## YOUR INSTRUCTIONS
Scan the entries for the word "only" and report how many lines contain it, as a number with no other words.

━━━━━ SOURCE DATA ━━━━━

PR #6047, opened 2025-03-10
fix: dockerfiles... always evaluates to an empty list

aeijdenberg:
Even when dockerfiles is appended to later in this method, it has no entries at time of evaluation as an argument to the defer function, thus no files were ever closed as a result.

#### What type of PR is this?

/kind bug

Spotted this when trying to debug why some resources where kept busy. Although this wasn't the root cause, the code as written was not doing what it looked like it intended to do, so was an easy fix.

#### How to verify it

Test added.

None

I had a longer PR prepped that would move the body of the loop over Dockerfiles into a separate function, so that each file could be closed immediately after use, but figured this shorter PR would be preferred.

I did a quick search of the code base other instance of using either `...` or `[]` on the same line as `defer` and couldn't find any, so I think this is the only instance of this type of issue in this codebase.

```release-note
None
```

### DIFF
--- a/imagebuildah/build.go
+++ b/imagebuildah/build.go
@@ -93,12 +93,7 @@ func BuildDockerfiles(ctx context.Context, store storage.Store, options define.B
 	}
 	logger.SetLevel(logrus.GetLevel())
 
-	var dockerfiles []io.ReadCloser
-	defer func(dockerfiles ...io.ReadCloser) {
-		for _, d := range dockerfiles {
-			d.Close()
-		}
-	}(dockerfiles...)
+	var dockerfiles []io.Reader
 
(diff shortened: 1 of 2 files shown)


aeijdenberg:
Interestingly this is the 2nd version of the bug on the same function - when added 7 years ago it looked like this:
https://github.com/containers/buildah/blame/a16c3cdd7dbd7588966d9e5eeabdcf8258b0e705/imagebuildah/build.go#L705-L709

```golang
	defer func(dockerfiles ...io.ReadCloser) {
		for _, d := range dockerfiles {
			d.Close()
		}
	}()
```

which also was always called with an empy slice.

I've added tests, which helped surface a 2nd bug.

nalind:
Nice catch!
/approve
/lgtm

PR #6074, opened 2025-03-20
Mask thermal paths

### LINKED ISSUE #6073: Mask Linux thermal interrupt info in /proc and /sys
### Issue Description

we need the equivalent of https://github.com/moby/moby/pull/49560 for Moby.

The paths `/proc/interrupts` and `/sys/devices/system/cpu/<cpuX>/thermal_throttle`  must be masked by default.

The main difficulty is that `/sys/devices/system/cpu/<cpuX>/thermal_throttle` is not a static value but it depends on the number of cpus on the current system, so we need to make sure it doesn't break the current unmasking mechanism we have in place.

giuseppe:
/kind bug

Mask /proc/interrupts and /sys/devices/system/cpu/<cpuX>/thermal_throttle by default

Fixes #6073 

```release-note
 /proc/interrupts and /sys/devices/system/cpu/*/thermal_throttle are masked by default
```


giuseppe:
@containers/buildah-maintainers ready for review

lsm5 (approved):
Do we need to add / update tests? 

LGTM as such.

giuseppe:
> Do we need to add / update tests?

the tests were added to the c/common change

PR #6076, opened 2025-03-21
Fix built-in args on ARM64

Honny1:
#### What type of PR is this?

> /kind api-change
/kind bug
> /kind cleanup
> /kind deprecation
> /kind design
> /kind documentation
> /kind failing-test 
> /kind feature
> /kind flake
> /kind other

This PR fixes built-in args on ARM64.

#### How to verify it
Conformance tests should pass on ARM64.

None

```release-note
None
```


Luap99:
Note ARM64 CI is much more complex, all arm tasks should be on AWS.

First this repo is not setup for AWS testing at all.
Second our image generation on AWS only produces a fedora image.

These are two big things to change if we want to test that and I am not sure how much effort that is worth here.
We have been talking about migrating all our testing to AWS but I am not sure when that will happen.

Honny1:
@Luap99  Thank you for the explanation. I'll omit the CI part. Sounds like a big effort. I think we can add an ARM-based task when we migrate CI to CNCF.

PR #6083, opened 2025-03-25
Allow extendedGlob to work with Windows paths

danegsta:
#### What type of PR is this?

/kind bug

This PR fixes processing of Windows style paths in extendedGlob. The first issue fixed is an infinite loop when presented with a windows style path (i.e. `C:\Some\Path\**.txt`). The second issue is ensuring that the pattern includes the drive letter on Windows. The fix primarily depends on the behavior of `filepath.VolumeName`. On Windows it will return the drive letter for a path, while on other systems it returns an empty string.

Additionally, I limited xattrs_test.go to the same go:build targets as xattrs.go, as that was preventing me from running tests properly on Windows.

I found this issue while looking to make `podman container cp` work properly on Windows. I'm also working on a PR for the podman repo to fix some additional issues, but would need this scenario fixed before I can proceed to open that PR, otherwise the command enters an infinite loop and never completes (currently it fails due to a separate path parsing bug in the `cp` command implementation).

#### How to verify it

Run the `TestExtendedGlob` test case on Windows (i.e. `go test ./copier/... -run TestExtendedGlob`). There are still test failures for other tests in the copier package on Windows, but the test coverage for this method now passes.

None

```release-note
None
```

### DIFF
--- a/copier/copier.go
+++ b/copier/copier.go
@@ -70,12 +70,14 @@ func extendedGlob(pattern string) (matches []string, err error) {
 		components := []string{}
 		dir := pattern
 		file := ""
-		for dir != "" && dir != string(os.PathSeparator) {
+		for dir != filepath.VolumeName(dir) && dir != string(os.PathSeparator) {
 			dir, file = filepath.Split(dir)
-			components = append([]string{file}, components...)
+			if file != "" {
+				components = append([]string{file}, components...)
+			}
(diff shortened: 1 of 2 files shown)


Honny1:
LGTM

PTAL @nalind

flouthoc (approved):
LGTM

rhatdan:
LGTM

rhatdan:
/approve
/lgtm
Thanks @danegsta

━━━━━

## ANSWER TO THIS EXERCISE
2